A month before retiring as Atlanta’s schools superintendent, Beverly Hall finally acknowledged this week that educators cheated to help students pass state-mandated achievement tests. And, she said, the findings of a criminal investigation into the matter will be “alarming.”

In a videotaped farewell address to district employees, Hall abandoned her long-standing denial of significant cheating on the Criterion-Referenced Competency Test in 2009.

“It’s become increasingly clear over the last year that a segment of our staff chose to violate the trust that was placed in them,” Hall said on the video. “I am confident that aggressive, swift action will be taken against anyone who believes so little in our students and in our system of support that they turned to dishonesty as the only option.”

Hall, who is leaving after 12 years as superintendent, recorded the message Thursday and emailed it the same day to district employees, many of whom were beginning their summer breaks.

“That was her way to say goodbye to all of them,” said Keith Bromery, a school district spokesman. The Atlanta Journal-Constitution obtained a copy of the video on Friday.

Although intended as a valedictory speech, much of Hall’s five-minute, 31-second talk focused on the cheating scandal, which has called into question the district’s academic progress during her tenure.

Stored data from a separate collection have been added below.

Issue #103, opened 2018-10-09
Images: force jpeg?


vikaspotluri123:
Refs https://github.com/swapagarwal/swag-for-dev/pull/93#discussion_r223505178

Currently images are forced to be jpegs when they're processed. Given the source hopefully put thought into image type, is it worth forcing the image type to be jpeg?

Even though the site is tiny (500k), what about modern formats, such as progressive jpegs or webp?

aslafy-z:
Just to clarify, images are not forced to be jpegs but they we force the conversion to jpegs (progressive jpegs, see [#93 (diff)](https://github.com/swapagarwal/swag-for-dev/pull/93/files#diff-6eb60389fb540a5c670ae4d43af865a9R19)).

jpeg2000: only safari: https://caniuse.com/jpeg2000
webp: only chrome/opera: https://caniuse.com/webp

webp is coming to firefox and ie but it's very fresh:
https://www.cnet.com/news/firefox-to-support-googles-webp-image-format-for-a-faster-web/
https://www.cnet.com/news/googles-webp-image-format-finally-finds-a-browser-ally-microsoft-edge/

still nothing for safari...

aslafy-z:
WebP support has been integrated. Closing this from now.

PR #226, opened 2018-12-11
Generate WebP images

aslafy-z:

- Generate some webp images using `gulp-responsive`.
- Use `<picture>` and `srcset` to reference it optionally (see https://developer.mozilla.org/en-US/docs/Learn/HTML/Multimedia_and_embedding/Responsive_images)

Ref #103

### DIFF
--- a/gulpfile.js
+++ b/gulpfile.js
@@ -101,7 +101,7 @@ gulp.task('swag-img:download', () => {
 
 gulp.task('swag-img:optimize', () => {
 	const imageSettings = {
-		name: '*.jpg',
+		name: '*.jpeg',
 		height: 300,
 		flatten: true
 	};
@@ -111,10 +111,18 @@ gulp.task('swag-img:optimize', () => {
 			imageSettings,
 			// WebP output
 			Object.assign({
-				rename: i => `${i.basename}.webp`
+				rename: i => `${i.origin}.webp`
 			}, imageSettings)
 		], RESIZE_OPTS))
-		.pipe(gulp.dest('dist/assets/swag-img'));
+		.pipe(gulp.dest('dist/assets/swag-img'))
+		.on('end', () => {
+			swagList.forEach(swag => {
+				swag.image = {
+					jpeg: swag.image,
+					webp: `${swag.image}.webp`
+				};
+			});
+		});
 });
 
 gulp.task('swag-img', gulp.series('swag-img:clean', 'swag-img:download', 'swag-img:optimize'));
@@ -130,7 +138,6 @@ gulp.task('cachebust', cb => {
 	if (!PRODUCTION) {
 		return cb();
 	}
-
 	const basePath = 'dist/assets';
 	const bustedFiles = [
 		'dist/assets/css/*',
@@ -150,14 +157,15 @@ gulp.task('cachebust', cb => {
 		.on('end', () => {
 			delete require.cache[require.resolve(REV_PATH)];
 			manifest = require(REV_PATH);
-
 			swagList.forEach(swag => {
-				const filename = `swag-img/${swag.image.split('/').pop()}`;
-				if (!manifest[filename]) {
-					console.warn('Unable to find image in manifest:', filename);
-					return;
-				}
-				swag.image = `/assets/${manifest[filename]}`;
+				Object.entries(swag.image).forEach(([extension, filename]) => {
+					filename = `swag-img/${filename.split('/').pop()}`;
+					if (!manifest[filename]) {
+						console.warn('Unable to find image in manifest:', filename);
+						return;
+					}
+					swag.image[extension] = `/assets/${manifest[filename]}`;
+				});
 			});
 
 			cb();
--- a/gulpfile.js
+++ b/gulpfile.js
@@ -100,13 +100,20 @@ gulp.task('swag-img:download', () => {
 });
 
 gulp.task('swag-img:optimize', () => {
+	const imageSettings = {
+		name: '*.jpg',
+		height: 300,
+		flatten: true
+	};
 	return gulp.src('dist/assets/swag-img/*')
-		.pipe(responsive([{
-			name: '*',
-			height: 300,
-			format: 'jpeg',
-			flatten: true
-		}], RESIZE_OPTS))
+		.pipe(responsive([
+			// JPEG output
+			imageSettings,
+			// WebP output
+			Object.assign({
+				rename: i => `${i.basename}.webp`
+			}, imageSettings)
+		], RESIZE_OPTS))
 		.pipe(gulp.dest('dist/assets/swag-img'));
 });
 
--- a/gulpfile.js
+++ b/gulpfile.js
@@ -110,10 +110,7 @@ gulp.task('swag-img:optimize', () => {
 	}, jpegOutputConfig);
 
 	return gulp.src('dist/assets/swag-img/*')
-		.pipe(responsive([
-			jpegOutputConfig,
-			webpOutputConfig
-		], RESIZE_OPTS))
+		.pipe(responsive([jpegOutputConfig, webpOutputConfig], RESIZE_OPTS))
 		.pipe(gulp.dest('dist/assets/swag-img'))
 		.on('end', () => {
 			swagList.forEach(swag => {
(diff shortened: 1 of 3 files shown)


vikaspotluri123:
So I haven't looked into webp support a bunch, but from what I remember reading a while ago, there's some server response involved with sending webp - I'm guessing Netlify can handle this because SmashingMag uses webp, but I'm curious if you have any insights 😇

aslafy-z:
I thought `webp` whould work out of the box for most web servers but some might not set the `Content-Type` correctly because it's mime type is *still* not listed in the official [IANA mime list](https://www.iana.org/assignments/media-types/media-types.xhtml). Still, they all uses `image/webp` as the mime type for webp.

See https://bugzilla.mozilla.org/show_bug.cgi?id=600919#c139 and below.

Netlify seems to accept it:

```
$ curl -I https://deploy-preview-226--peaceful-chandrasekhar-efde8e.netlify.com/assets/swag-img/devrant-26d3018fd4.webp 
HTTP/2 200 
accept-ranges: bytes
content-length: 8678
content-type: image/webp           <===== YEAH
date: Wed, 12 Dec 2018 20:45:44 GMT
etag: "bc4160e1173cdf61f9e516bbd1a7638a-ssl"
feature-policy: accelerometer 'none'; camera 'none'; geolocation 'none'; gyroscope 'none'; magnetometer 'none'; microphone 'none'; payment 'none'; usb 'none'
referrer-policy: strict-origin-when-cross-origin
strict-transport-security: max-age=31536000; includeSubDomains; preload
x-content-type-options: nosniff
x-frame-options: SAMEORIGIN
x-nf-srv-version: 72b8ce8c0aacc79c990e81dd93dc325fb603aadd
x-robots-tag: noindex
x-xss-protection: 1; mode=block
age: 2
server: Netlify
cache-control: public max-age=63072000
x-nf-request-id: 2e347582-98d5-4571-ae26-84f5649895f9-4004685
```

vikaspotluri123:
I've gotten some sleep, and I remember the issue - browsers that don't support webp!

aslafy-z:
See https://github.com/swapagarwal/swag-for-dev/issues/103#issuecomment-428248731 

Just seen this article, from today! https://www.androidpolice.com/2018/12/12/firefox-beta-65-adds-support-for-webp-images/

vikaspotluri123:
We have too many Safari users to ignore them 😕

aslafy-z:
Have a look to https://developer.mozilla.org/en-US/docs/Learn/HTML/Multimedia_and_embedding/Responsive_images. The goal is not to drop jpeg but add webp support for browsers that supports it.

vikaspotluri123:
Gotcha, didn't realize there was a plan to switch from `img` to `picture` (or something along those lines) 👍

aslafy-z:
Still have to cleanup the webp filename, but it works!

gulpfile.js
```diff
@@ -147,14 +154,15 @@ gulp.task('cachebust', cb => {
...
 			manifest = require(REV_PATH);
-
 			swagList.forEach(swag => {
-				const filename = `swag-img/${swag.image.split('/').pop()}`;
-				if (!manifest[filename]) {
-					console.warn('Unable to find image in manifest:', filename);
-					return;
-				}
-				swag.image = `/assets/${manifest[filename]}`;
+				Object.entries(swag.image).forEach(([extension, filename]) => {
```
vikaspotluri123: Wouldn't you be trying to destructure a string here?

gulpfile.js
```diff
@@ -98,14 +98,29 @@ gulp.task('swag-img:download', () => {
 });
 
 gulp.task('swag-img:optimize', () => {
+	const imageSettings = {
```
vikaspotluri123: let's rename this to `jpegOutputConfig` for clarity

Her usual tone of defiance in discussing alleged cheating had softened to one of acceptance.

“Truthfully, this has been a tough year for all of us,” Hall said. “Unfortunately, it may get tougher before it gets better.”

The criminal investigation began last summer by order of then-Gov. Sonny Perdue, who found the district’s own inquiry into suspicious changes on test papers to be inadequate.

That investigation, Hall said in the video, will conclude in the next few weeks, and “I expect it to draw some troubling – no, some alarming – conclusions.”

Hall did not say whether she expects district employees to face criminal charges. Nor did she address her own culpability in the matter. Many teachers and other district employees have said that through intimidation and retaliation against whistle-blowers, Hall created a culture that implicitly encouraged raising test scores through any means necessary, including cheating. Bromery said Hall was attending graduation ceremonies Friday and was not available for comment.

Investigators have interviewed Hall at least twice, most recently in mid-May. On that occasion, she appeared with the criminal defense lawyer who is representing her, Richard Deane, a former U.S. attorney for north Georgia.

Investigators did not respond to requests for comment Friday.

The district has been addressing the possibility of cheating since 2008, when the AJC reported that some Atlanta schools had shown statistically improbable increases in CRCT scores from the previous year. In 2009, Hall dismissed the suggestion that cheating was anything more than an isolated occurrence.

“Could you cheat in all these schools?” she said in 2009. “You would have to spend your whole life cheating.”

A state examination later found excessive numbers of wrong-to-right erasures on test papers from 58 Atlanta elementary and middle schools – far more than in any other Georgia district. Again, Hall said no “widespread” cheating had been proven.

“It’s always possible,” Hall said last year, “for some individual to cheat.”

The scope of the cheating scandal is reflected in Hall’s addressing it so prominently in her last mass communication with district employees.

In the video, Hall appeared in front of a chart of achievement data, with the headline, “A Decade of Progress.” But she immediately spoke about the investigation that dominated the school year and seemed to be preparing employees for what is likely to be a damaging report from investigators.

“With all that is going on in the district,” she said, “I wanted to take a moment and speak with you one final time.”

“I don’t yet know the full extent of the findings” of the investigation, she said. “But what I do know is that the report will serve as a new point for the district to move forward with hope.”

She encouraged employees to look back “honestly and confidently at all that we’ve built and accomplished together,” regardless of the investigation’s outcome.

She cited long-term advances in CRCT scores, as well as on other standardized examinations, since 1999, when she came to Atlanta from Newark, N.J. She said preliminary results of the 2011 CRCT show gains in four of five subject areas, but she gave no specific results.

Still, the cheating scandal cast a pall on her final remarks.

“Despite the challenges ahead,” Hall told employees, “please continue learning, growing and believing. Please continue the noble work that you do. It has been a great privilege to provide leadership to all of you. I will cherish forever my time in Atlanta, and I will continue to hold you and our students in my heart.”